Al di la della pericolosità i una cosa simile con incrond (inotify-tools) e uno script basato su lftp dovresti poterti svincolare dall'editor e gestire la cosa in automatico

----------

## .:deadhead:.

 *lordalbert wrote:*   

> Cioè, fare in modo che una volta che salvo il file e finisco il lavoro, tali file modificati vengano salvati direttamente su spazio web.

 

[I] net-ftp/weex

     Available versions:  2.6.1.5-r1 {nls}

     Installed versions:  2.6.1.5-r1(00:54:37 18/06/2011)(nls)

     Homepage:            http://weex.sourceforge.net/

     Description:         Automates maintaining a web page or other FTP archive.

Lo sto usando e mi ci trovo estremamente bene  :Smile:  e così son indipendentemente da eclipse/gedit/vim

----------

## lordalbert

Grazie per i consigli!

Vorrei chiedere un'ulteriore cosa.

Se si sviluppano progetti in php un minimo complessi, è bene testarli prima di copiarli direttamente sull'hosting. A me piacerebbe avere un sistema che, una volta completato di scrivere codice, venga uppato il tutto su uno spazio (locale o remoto poco importa) dedicato al testing. In cui vedo il risultato finale. Se poi risulta tutto ok, spostare il tutto sull'hosting che metterà online il sito. 

Un qualcosa che gestisca magari anche le versioni e le modifiche apportate (GIT forse? non so come funzioni, magari dico una cretinata), senza dovermi ogni volta copiare l'intera directory contenente il progetto che andrò a modificare.

Se poi, per esempio, apporto delle modifiche a wordpress, ad ogni nuovo aggiornamento del CMS le modifiche vengono ovviamente sovrascritte dai nuovi file.
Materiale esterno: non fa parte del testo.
PR #3127, opened 2025-06-26
fixed: theming for CPTextView

daboe01:
a more modern version in comparison to #2877

### DIFF
--- a/AppKit/CPColor.j
+++ b/AppKit/CPColor.j
@@ -503,6 +503,16 @@ var cachedBlackColor,
     return [[CPColor alloc] _initWithCSSString: aString];
 }
 
++ (CPColor)textColor
+{
+    return [CPColor blackColor];
+}
+
++ (CPColor)insertionPointColor
+{
+    return [CPColor blackColor];
+}
+
 + (CPColor)selectedTextBackgroundColor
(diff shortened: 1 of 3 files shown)


AppKit/CPColor.j
```diff
@@ -501,16 +504,36 @@ var cachedBlackColor,
     return [[CPColor alloc] _initWithCSSString: aString];
 }
 
++ (CPColor)textColor
+{
+    return [[self _cachedThemeColor] valueForThemeAttribute:@"text-color"] || [CPColor blackColor];
+}
+
++ (CPColor)insertionPointColor
```
daboe01: If a user creates a Dark Mode theme with white text, their cursor will remain black and be invisible against a dark background. This method needs to look up [[self _cachedThemeColor] valueForThemeAttribute:@"insertion-point-color"] (or similar) and fallback to black. Currently, this method lies about being theme-aware.

daboe01 (commented):
Fix the logic inside setEditable: that toggles the Disabled state.
Fix insertionPointColor in CPColor.j to actually perform a theme lookup.

daboe01:
this one is a mess. we need to start from scratch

Esiste un modo per tenere traccia di tutte le modifiche apportate, e riapportarle in modo veloce e sicuro alla nuova versione di wordpress?

Purtroppo sono a digiuno di "gestione dei progetti". Sto imparando giusto ora il semplice linguaggio di programmazione, mi manca tutta la gestione che ci gira intorno.

Se avete suggerimenti su come procedere, dei tool che semplificano il lavoro, etc.. vi sono grato  :Smile: 

Grazie mille!

----------

## ago

NOn puoi usare apache localmente?

----------

## Onip

git (o un qualunque altro scm) vanno più che bene per gestire incrementalmente le modifiche ai file di un progetto.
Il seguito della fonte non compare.